A genome coverage map is a file which contains counts of reads at each position in a genome, e.g.:

...
TcChr1-S	98	0
TcChr1-S	99	0
TcChr1-S	100	0
TcChr1-S	101	1
TcChr1-S	102	3
TcChr1-S	103	3
TcChr1-S	104	3
TcChr1-S	105	6
...

You can use the bedtools genomecov function to create such a map.

First, of you have multiple samples you wish you wish you use, first combine and sort them using samtools view:

samtools merge - */accepted_hits.bam | samtools sort -o combined.bam -

Next, call genomecov with the -d (single-nt resolution) option:

bedtools genomecov -d -ibam combined.bam | gzip > combined.coverage.gz

You should now have a gzip-compressed coverage map spanning the entire parasite genome.

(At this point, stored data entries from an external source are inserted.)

PR #2647, opened 2025-07-29
Update README.md

hugok79:
Fix Transifex URL


Jguer:
thank you for your contribution @hugok79 , didn't notice they had migrated off their www.

Jguer (approved):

Example call to gene_structure_determination.py:

./gene_structure_determination.py \
    -c $SCRATCH/tcruzi-hsapiens/tophat/tcruzi/tcruzi_all_samples_sorted.coverage.gz \
    -g $REF/tcruzi_clbrener_esmeraldo-like/annotation/TriTrypDB-27_TcruziCLBrenerEsmeraldo-like.gff \
    -f $REF/tcruzi_clbrener_esmeraldo-like/genome/TriTrypDB-27_TcruziCLBrenerEsmeraldo-like_Genome.fasta \
    -s $RESEARCH/2015/110-utr-lengths/input/tcruzi_infecting_hsapiens_combined_sl_sorted.gff \
    -p $RESEARCH/2015/110-utr-lengths/input/tcruzi_infecting_hsapiens_combined_polya_sorted.gff \
    tcruzi_all

Full list of command-line parameters:

usage: gene_structure_determination.py [-h] -c COVERAGE -f FASTA -g GFF [-s SL_GFF]
                              [-p POLYA_GFF] -l MIN_PROTEIN_LENGTH
                              [-t PLOT_TYPE]
                              OUTDIR

Detect novel ORFs using RNA-Seq data.

positional arguments:
  OUTFILE               Location to save output GFF to

optional arguments:
  -h, --help            show this help message and exit
  -c COVERAGE, --coverage COVERAGE
                        Single nucleotide resolution genome coverage map
  -f FASTA, --fasta FASTA
                        Input genome FASTA file
  -g GFF, --gff GFF     Input genome GFF file
  -s SL_GFF, --sl-gff SL_GFF
                        Spliced leader site GFF
  -p POLYA_GFF, --polya-gff POLYA_GFF
                        Polyadenylation site GFF
  -l MIN_PROTEIN_LENGTH, --min-protein-length MIN_PROTEIN_LENGTH
                        Minimum size in amino acids allowed for novel ORFs.
                        (default=30)
  -t PLOT_TYPE, --plot-type PLOT_TYPE
                        Type of colormap to use when generating coverage
                        plots. [discrete|continuous]

TODO...

TODO...

Note: utr5_stats.csv and utr3_stats.csv include only data on primary UTR boundaries.